Caroline Black

Personal information
- Nationality: British (Northern Irish)
- Born: 4 March 1994 (age 32) Lisburn, Northern Ireland

Sport
- Sport: Badminton
- Club: Alpha Club, Lisburn

Women's
- Highest ranking: 831 (WS) 6 Sep 2012 100 (WD) 3 Jul 2014 234 (XD)5 Dec 2013
- BWF profile

Medal record
Representing Northern Ireland
Irish Nationals
| Gold medal – first place | 2014 | women's doubles |

= Caroline Black (badminton) =

Irish badminton player (born 1994)

Caroline Black (born 4 March 1994) is a female former badminton player who represented Northern Ireland at two Commonwealth Games.

== Biography ==
In 2012, she became the runner-up of the Irish Future Series tournament in the mixed doubles event with her partner Stuart Lightbody.

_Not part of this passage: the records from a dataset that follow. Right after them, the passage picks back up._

PR #1137, opened 2019-04-19
STABLE-9: OXT-1564: Remove /etc/modules from installer image.

eric-ch:
Change how `/etc/modules` is packaged to make it machine agnostic and use a different recipe per image.
`modules-installer` is removed since the installer does not deploy any module.
This silence spurious warning during the installation bootstrap.


jean-edouard:
Merging soon.

PR #1138, opened 2019-04-22
STABLE-9: seal-system: Exit if unable to read rootfs

jandryuk:
Stable-9 version of https://github.com/OpenXT/xenclient-oe/pull/1134/commits/1a80fbebedae58c0111d3b9610850e3976cf5c90

Running seal-system as sysadm_t does not have proper permission to read
/dev/mapper/xenclient-oe.  However there is no error checking for this
case, so seal-system will continue on and forward seal to an invalid
rootfs.  If we are unable to read the rootfs, abort instead of
clobbering the current sealed blobs.

(cherry picked from commit 1a80fbebedae58c0111d3b9610850e3976cf5c90)


jean-edouard:
Merging soon.

PR #1139, opened 2019-04-22
OXT-1547: [key-functions] Maintain backwards compat

crogers1:
  is in uppercase, and in stable-9, it's lowercase. This is a
  result of a change to dmidecode's product uuid output. This
  commit maintains support for upgrading from older versions
  of OpenXT where the UUID is uppercase.

  OXT-1547

### DIFF
--- a/recipes-openxt/openxt-keymanagement/openxt-keymanagement/key-functions
+++ b/recipes-openxt/openxt-keymanagement/openxt-keymanagement/key-functions
@@ -137,7 +137,7 @@ seed_entropy() {
 gen_platform_key() {
     local key_file=`mktemp -t`
 
-    get-config-key > ${key_file}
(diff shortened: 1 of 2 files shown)


eric-ch:
I do not like that `get-config-key` at all. While I would have preferred to fix the issue in the tool, this is fine and we should add a ticket to remove it altogether.

dpsmith:
@eric-ch I would not disagree but would say that a JIRA ticket should be opened so that a discussion can be captured on how we would like to handle the function that it provided.

jean-edouard:
Built here: http://openxt-builder.ainfosec.com:8010/builders/openxt64/builds/6525

jean-edouard:
LGTM, merging soon.

eric-ch:
Ticket for replacement: https://openxt.atlassian.net/browse/OXT-1573

PR #1140, opened 2019-04-23
STABLE-9: OXT-1547: [key-functions] Maintain backwards compat

crogers1:
  is in uppercase, and in stable-9, it's lowercase. This is a
  result of a change to dmidecode's product uuid output. This
  commit maintains support for upgrading from older versions
  of OpenXT where the UUID is uppercase.

  OXT-1547

### DIFF
--- a/recipes-openxt/openxt-keymanagement/openxt-keymanagement/key-functions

In September 2010, Black was a late replacement for Emma Callow as part of the Northern Irish 2010 team at the 2010 Commonwealth Games in Delhi, India.

In 2014, she competed at the Commonwealth Games in Glasgow, Scotland representing Northern Ireland. Also in 2014, she won the Irish women's doubles title at the Irish National Badminton Championships, partnering Sinead Chambers.